Let's complicate things in one way, and simplify in another. We're back with one species, and we make the following assumptions:

• there are two sexes, but only the females are of interest, as in them rests the procreative potential of the species (many mothers = many children; the same is not true for fathers);

• let n_x(t) be the number of females of age x in year t, so x and t are integers, and we can always arrange things so that they're both positive (x of course is positive anyway);

• the females are assumed to start breeding from age x = 1, and to continue breeding each year of subsequent life up to and including age x = w (so from age x = w+1 onward they drop out of this mathematical model and we'll just assume they retire to the Ozarks);

• let P_x = probability that a female of age x survives to age x+1. P_x is the fraction of x year olds likely to survive, so that means

  n_x+1(t+1) = P_x n_x(t).

  That is, if we observe n_x(t) x year olds in some year t, then in the next year (t+1) only a certain fraction will still be around, not x+1 year olds.

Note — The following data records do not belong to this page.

PR #5016, opened 2021-01-14
devops: support frequent minor releases of MacOS BigSur.

### LINKED ISSUE #4775: [Feature] Playwright does not support chromium on mac11.1
(node:1278) UnhandledPromiseRejectionWarning: Error: ERROR: Playwright does not support chromium on mac11.1

aslushnikov:
Pre-BigSur, MacOS updates were labeled as "minor" releases, so we had
to bake separate builds for different 10.X releases.

In BigSur era, it doesn't seem to be the case, so for now we can re-use
our BigSur builds across all BigSur versions (11.0, 11.1 and 11.2).

If we ever need to have a custom build for some bigsur minor version,
e.g. `11.6`, we'll have a new browser platform along with generic
`mac11` platform.

Fixes #4775.


src/install/browserFetcher.ts
```diff
@@ -107,10 +103,8 @@ function getDownloadUrl(browserName: BrowserName, revision: number, platform: Br
         ['mac10.13', '%s/builds/firefox/%s/firefox-mac-10.14.zip'],
         ['mac10.14', '%s/builds/firefox/%s/firefox-mac-10.14.zip'],
         ['mac10.15', '%s/builds/firefox/%s/firefox-mac-10.14.zip'],
-        ['mac11.0', '%s/builds/firefox/%s/firefox-mac-10.14.zip'],
-        ['mac11.0-arm64', '%s/builds/firefox/%s/firefox-mac-10.14.zip'],
-        ['mac11.1', '%s/builds/firefox/%s/firefox-mac-10.14.zip'],
-        ['mac11.1-arm64', '%s/builds/firefox/%s/firefox-mac-10.14.zip'],
+        ['mac11', '%s/builds/firefox/%s/firefox-mac-10.14.zip'],
```
dgozman, line 106: This all looks like a mess...

dgozman (approved):

PR #5025, opened 2021-01-15
feat(trace): show dialogs, navigations and misc events

dgozman:


src/trace/traceTypes.ts
```diff
@@ -77,14 +84,53 @@ export type ActionTraceEvent = {
...
+export type NavigationEvent = {
+  timestamp: number,
+  type: 'navigation',
+  contextId: string,
+  pageId: string,
+  url: string,
+  sameDocument: boolean,
+};
+
+export type MiscEvent = {
```
JoelEinbinder, line 113: I'd rather these be split into standalone load and error events.

dgozman: Done.

JoelEinbinder (approved):

PR #5031, opened 2021-01-15
docs: brush up some python docs (2)

pavelfeldman:


docs/src/api/python.md
```diff
@@ -1,22 +1,3 @@
-## async method: Playwright.start
```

• Each of the n_x(t) females of age x is assumed to annually give birth to a certain number of females, but they're of little interest unless they survive to be 1 year olds, at which point they start breeding. Let f_x = average number of females born of x year olds that survive to age 1 (this may be a fraction). Therefore, if we start with n_x(t) females of age x in year t, then in the next year (t+1) we assume there will be about f_x n_x(t) of their daughters of age 1 still around. So the total number of 1 years olds in year t+1 would be

  n₁(t+1) = f₁ n₁(t) + f₂ n₂(t) + ...
  + f_w n_w(t).

  This is our final recursion relation (meaning it relates a new value of a variable to some old values). Note that n_x+1(t+1) = P_x n_x(t) starts with x = 1, not x = 0, so we have w recusion relations in all.